I considered my knowledge of American Jews. They always seemed to feel alone and unloved when, in truth, most of the American populace just wanted to kiss them on their shiny noses, bake them a casserole, shoot them some one-liners over dinner, and possibly convert them so as to hasten the Second Coming. Would these Jews respond favorably to a love letter from a small oppressed people somewhere between Russia and Iran? And what form would such a love letter take?

“I guess I can write some grant proposals,” I said.

“We don’t know what those are, but anything you do must be blessed by God,” Mr. Nanabragov replied to general applause.

I took out my Hyatt pen and pad and wrote in moist excited letters:

MISHA’S TO-DO LIST

1) Get Internet installed in office.

2) Write grant proposals to build Holocaust Museum.

3) Encourage multiculturalism in everything I do.

“You see how hard Misha’s working,” Mr. Nanabragov said. “You see how organized he is.
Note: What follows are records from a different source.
PR #349, opened 2019-08-08
feat: Backwards compat with new TS LS interface

kyliau:
https://github.com/angular/angular/pull/31972 changes the Angular LS
interface to return TS data types. This PR makes the extension
compatible with both the old and new interface.

### DIFF
--- a/server/src/server.ts
+++ b/server/src/server.ts
@@ -5,12 +5,8 @@
  * ------------------------------------------------------------------------------------------ */
 
 import * as ng from '@angular/language-service';
-
-import {
-  createConnection, IConnection, InitializeResult, TextDocumentPositionParams,
-  CompletionItem, CompletionItemKind, Definition, Location, TextDocumentIdentifier,
-  Position, Range, TextEdit, Hover
-} from 'vscode-languageserver';
+import * as ts from 'typescript';
+import * as lsp from 'vscode-languageserver';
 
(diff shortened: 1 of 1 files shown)


server/src/server.ts
```diff
@@ -165,22 +162,51 @@ function logErrors<T>(f: () => T): T {
...
+    const {textSpan, definitions} = result as ts.DefinitionInfoAndBoundSpan;
+    if (!definitions || !definitions.length) {
+      return;
+    }
+    const [start, end] = documents.offsetsToPositions(textDocument, [
+      textSpan.start,
+      textSpan.start + textSpan.length,
+    ]);
+    const originSelectionRange = lsp.Range.create(
+      start.line - 1, start.character - 1, end.line - 1, end.character - 1);
```
andrius-pra: @kyliau, you don't need to adjust line and character position. It already have correct position.

kyliau: Isn't vscode 1-based whereas LSP is 0-based?

andrius-pra: I don't know. I only tested changes from angular/angular#32098 and angular/angular#32085. I saw these bugs: 
"Go To Definition" doesn't work for html tags.
"Go To Definition" navigates to wrong line and position for html attributes.
 It work as expected when I remove " -1" from 186 and 194 lines

kyliau: thanks, I'll double check this.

That’s because he has an American education, like my Nana and Bubi. We old Soviet black-asses, we don’t know what the hell we’re doing.”

The men around me were yawning and stretching. The lunchtime hour was knocking, and there were mistresses to spread at the Hyatt and steaks to dispatch at the new Tuscan Steak & Bean Company. Cigars were lit, followed by soft coughing and sleepy belches. Leave these good men to their idle pursuits. I, on the other hand, would return to my office to work out their country’s future. Like the 3.94 student I once was at Accidental College, I would prove myself yet again.